[Record set — start]
Issue #1233, opened 2026-06-23
[Conway] voteDelegs range is contained in VDelegs built from its domain


williamdemeo:
**Property:** voteDelegs range is contained in VDelegs built from its domain

- Catalog id: `conway-certs-votedelegs-vdeleg`
- Era: **conway**  ·  STS: **CERTS**
- Agda module: `Ledger.Conway.Specification.Certs.Properties.VoteDelegsVDeleg`  (anchor: `clm:VDelegsInRegDReps`)
- Key definitions: `voteDelegsVDeleg`
- Status (derived from the Agda): **stated**

---
Tracked in `docs/notes/properties.yaml`; see ADR `docs/notes/0001-ledger-property-tracking.md` and the roadmap `docs/notes/ledger-properties-roadmap.md`.
Part of the properties roadmap (umbrella #45).

PR #1288, opened 2026-08-05
Move vote delegation removal to GovCert

carlostome:
# Description

This PR changes the Conway (and Dijkstra) specification to match the implementation.
In particular, in the implementation a DRep deregistering certificate makes the DRep delegated stake be reset to empty, even if the same DRep is reregistered in the same transaction. 

# Checklist

- [x] Self-reviewed the diff

### DIFF
--- a/src/Ledger/Conway/Conformance/Equivalence/Certs.lagda.md
+++ b/src/Ledger/Conway/Conformance/Equivalence/Certs.lagda.md
@@ -160,12 +160,6 @@ instance
                      Γ C.⊢ (deposits ⊢conv s) ⇀⦇ _ ,PRE-CERT⦈ (deposits ⊢conv s')
   PRE-CERTToConf .convⁱ deposits (L.CERT-pre h) = C.CERT-pre h
 
-  POST-CERTToConf : ∀ {Γ s s'}
-                 → L.Deposits × L.Deposits
-                   ⊢ Γ L.⊢ s ⇀⦇ _ ,POST-CERT⦈ s' ⭆ⁱ λ deposits _ →
-                     Γ C.⊢ (deposits ⊢conv s) ⇀⦇ _ ,POST-CERT⦈ (deposits ⊢conv s')
-  POST-CERTToConf .convⁱ deposits L.CERT-post = C.CERT-post
-
   DELEGToConf : ∀ {Γ s dcert dcerts s'}
                   (open L.DelegEnv Γ renaming (pparams to pp))
               → CertDeps* pp (dcert ∷ dcerts) ⊢
@@ -183,7 +177,7 @@ instance
                   (open L.CertEnv Γ using (pp))
                 → CertDeps* pp (dcert ∷ dcerts) ⊢
                    Γ L.⊢ s ⇀⦇ dcert ,GOVCERT⦈ s' ⭆ⁱ λ deposits _ →
-                   Γ C.⊢ (deposits .depsᵍ ⊢conv s) ⇀⦇ dcert ,GOVCERT⦈ (updateCertDeps deposits .depsᵍ ⊢conv s')
+                   Γ C.⊢ (getCertDeps* deposits ⊢conv s) ⇀⦇ dcert ,GOVCERT⦈ (getCertDeps* (updateCertDeps deposits) ⊢conv s')
   GOVCERTToConf .convⁱ (regdrep* _ _)     (L.GOVCERT-regdrep h) = C.GOVCERT-regdrep h
   GOVCERTToConf .convⁱ (deregdrep* v _ _) (L.GOVCERT-deregdrep h) = C.GOVCERT-deregdrep (h , v)
   GOVCERTToConf .convⁱ (ccreghot* _ _)    (L.GOVCERT-ccreghot h)  = C.GOVCERT-ccreghot h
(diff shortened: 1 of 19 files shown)


src/Ledger/Dijkstra/Specification/Entities.lagda.md
williamdemeo: The activeVDelegs restriction was dropped from ENTITIES but is still bound and still applied in SUBENTITIES (voteDelegs' ∣^ activeVDelegs in the conclusion).  Is this intentional?

LEDGER runs SUBENTITIES for every sub-transaction and then ENTITIES for the top-level one, so the two levels now disagree, and a DRep that deregisters and reregisters inside a sub-transaction still gets its delegated stake restored at the end of SUBENTITIES.

williamdemeo (commented):
Here's something Claude found that I'm not sure about, but I'll post it in case it helps you.

Generated Haskell no longer compiles.

`CertState` moved modules

+  `src/Ledger/Conway/Foreign/Certs.agda:83-84`
+  `src/Ledger/Dijkstra/Foreign/Certs.agda:62-63`

Moving `HsTy-CertState/Conv-CertState` out of `Foreign/Cert.agda` moves the generated Haskell datatype with it.

In this PR's hs artifact, `data CertState = MkCertState…` appears only in `MAlonzo/Code/Ledger/{Conway,Dijkstra}/Foreign/Certs.hs` and is gone from `Foreign/Cert.hs`.  But the static re-export modules still import it from the old location:

+  `build-tools/static/hs-src/src/MAlonzo/Code/Ledger/Conway/Foreign/API.hs:14-15`
+  `build-tools/static/hs-src/src/MAlonzo/Code/Ledger/Dijkstra/Foreign/API.hs:19-20`

MAlonzo emits modules without export lists, so the Agda-level public on the import does not re-export the Haskell type and GHC will reject `import …Foreign.Cert (…, CertState(..))`.

CI will not flag it: the hs target only assembles the tree, and `build-tools/nix/hs-src.nix` checks nothing beyond the presence of the `.cabal` file.  Both `API.hs` files need `CertState(..)` imported from `Foreign.Certs`.

williamdemeo:
Another Claude find seems useful:

The GOVCERT step is now resolved by an ambiguous instance search

`src/Ledger/Conway/Specification/Certs/Properties/Computational.lagda.md:106`,
`src/Ledger/Conway/Conformance/Certs/Properties.lagda.md:121`,
`src/Ledger/Dijkstra/Specification/Certs/Properties/Computational.lagda.md:103`

Computational-GOVCERT and Computational-CERT now have the same index type `CertEnv → CertState → DCert → CertState → Type`, so both are candidates for the bare `computeProof ce cs dCert`, and it only lands on `GOVCERT` because the metavariable is pinned later by `CERT-vdel h` on the right-hand side.

Please make it explicit: `computeProof {STS = _⊢_⇀⦇_,GOVCERT⦈_} ce cs dCert`.

I suspect this is also why the `CERT-vdel` completeness clauses had to be rewritten to re-inline each `GOVCERT` decision procedure; with the annotation the old with `computeProof… | completeness _ _ _ _ h` form should work again, and the `¿ … ¿` predicates would not be duplicated across three sites.

src/Ledger/Conway/Specification/Certs.lagda.md
williamdemeo, line 431:
```suggestion
   `DRep`{.AgdaInductiveConstructor}, and every vote delegation to that `DRep`{.AgdaInductiveConstructor} is dropped.
```

williamdemeo: This was meant to suggest replacing the period with a comma and adding the phrase that begins, "and every vote..."

src/Ledger/Conway/Conformance/Equivalence/Certs.lagda.md
williamdemeo, line 230: This is a pre-existing flaw, not something this PR introduced, but we might as well fix it here, since it sits in the middle of what the PR touches.

In `GOVCERTFromConf` the right-hand sides are `C.GOVCERT-…` where I think `L.GOVCERT-…` is meant (cf. `DELEGFromConf` above).

src/Ledger/Conway/Specification/Certs/Properties/PoVLemmas.lagda.md
```diff
@@ -184,30 +186,30 @@ value of the withdrawals in `Γ`{.AgdaBound}.  In other terms,
...
+    base-pov : {Γ : CertEnv} {s s' : CertState}
+      → IdSTS {CertEnv} {CertState} Γ s tt s'
       → getCoin s ≡ getCoin s'
 ```
 
 *Proof*.
 
 ```agda
-    POST-CERT-pov CERT-post = refl
+    base-pov Id-nop = refl
```
williamdemeo: This lemma is trivial now.  We could delete it an just inline the `refl` proof at line 234.

williamdemeo:
Confirmed the two fixes: `SUBENTITIES` no longer applies the filter, and the `API.hs` re-exports resolve again.  (Claude cross-checked every re-exported name in the three `API.hs` files against the generated modules in the latest `hs` artifact; all 194 resolve, and the same check on the previous artifact flags exactly the two `CertState` misses.)

Remaining items, none of them blocking:

**Docs**. `src/Ledger/Conway/Specification/Certs.lagda.md:430-431` still says only that `GOVCERT-deregdrep` deregisters a DRep; it should also say that vote delegations to that DRep are dropped, and the section could use a sentence on why GOVCERT takes a whole `CertState` while DELEG and POOL stay on their own component.

**Small things**.

- `stᵍ'` is declared but unused in all three `Certs` modules (`Specification/Certs.lagda.md:362`, `Conformance/Certs.lagda.md:106`, `Dijkstra/Specification/Certs.lagda.md:322`).
- `src/Ledger/Dijkstra/Specification/Certs/Properties/Computational.lagda.md:74-97` still calls the GOVCERT state `gs` although it is a `CertState`; Conway's copy was renamed to `cs`.
- `src/Ledger/Dijkstra/Specification/Certs.lagda.md:463`: `deposits` for the `GState` field and `deposits'` for the `DState` field reads like a post-state; `depositsᵈ`/`depositsᵍ` as in `Entities` would be clearer.

**Maybe worth recording**. Pruning at deregistration makes `range voteDelegs ⊆ mapˢ vDelegCredential (dom dReps) ∪ {vDelegAbstain, vDelegNoConfidence}` an inductive invariant of `CERT` rather than something re-imposed at the end of `CERTS`: `DELEG-delegate` admits only registered delegatees, `dom dReps` shrinks only at `deregdrep`, and the epoch boundary only bumps the epoch values (`Epoch.lagda.md:688-691`). That is a better basis for #1233 than POST-CERT was, and it invalidates #1290 as written, which states the property in terms of POST-CERT's `activeVDelegs`.

williamdemeo (approved):
Nice work, Carlos!  Approving, but see the (non-blocking) comments I added in case you want to address any of them here before merging.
[Record set — finish]
Give back, exactly as written, the stretch from the line with "Γ C.⊢ (deposits ⊢conv s) ⇀⦇ _ ,PRE-CERT⦈" through the line with "GOVCERTToConf .convⁱ (deregdrep*", and no other lines from the records above.

Answer area
                      Γ C.⊢ (deposits ⊢conv s) ⇀⦇ _ ,PRE-CERT⦈ (deposits ⊢conv s')
   PRE-CERTToConf .convⁱ deposits (L.CERT-pre h) = C.CERT-pre h
 
-  POST-CERTToConf : ∀ {Γ s s'}
-                 → L.Deposits × L.Deposits
-                   ⊢ Γ L.⊢ s ⇀⦇ _ ,POST-CERT⦈ s' ⭆ⁱ λ deposits _ →
-                     Γ C.⊢ (deposits ⊢conv s) ⇀⦇ _ ,POST-CERT⦈ (deposits ⊢conv s')
-  POST-CERTToConf .convⁱ deposits L.CERT-post = C.CERT-post
-
   DELEGToConf : ∀ {Γ s dcert dcerts s'}
                   (open L.DelegEnv Γ renaming (pparams to pp))
               → CertDeps* pp (dcert ∷ dcerts) ⊢
@@ -183,7 +177,7 @@ instance
                   (open L.CertEnv Γ using (pp))
                 → CertDeps* pp (dcert ∷ dcerts) ⊢
                    Γ L.⊢ s ⇀⦇ dcert ,GOVCERT⦈ s' ⭆ⁱ λ deposits _ →
-                   Γ C.⊢ (deposits .depsᵍ ⊢conv s) ⇀⦇ dcert ,GOVCERT⦈ (updateCertDeps deposits .depsᵍ ⊢conv s')
+                   Γ C.⊢ (getCertDeps* deposits ⊢conv s) ⇀⦇ dcert ,GOVCERT⦈ (getCertDeps* (updateCertDeps deposits) ⊢conv s')
   GOVCERTToConf .convⁱ (regdrep* _ _)     (L.GOVCERT-regdrep h) = C.GOVCERT-regdrep h
   GOVCERTToConf .convⁱ (deregdrep* v _ _) (L.GOVCERT-deregdrep h) = C.GOVCERT-deregdrep (h , v)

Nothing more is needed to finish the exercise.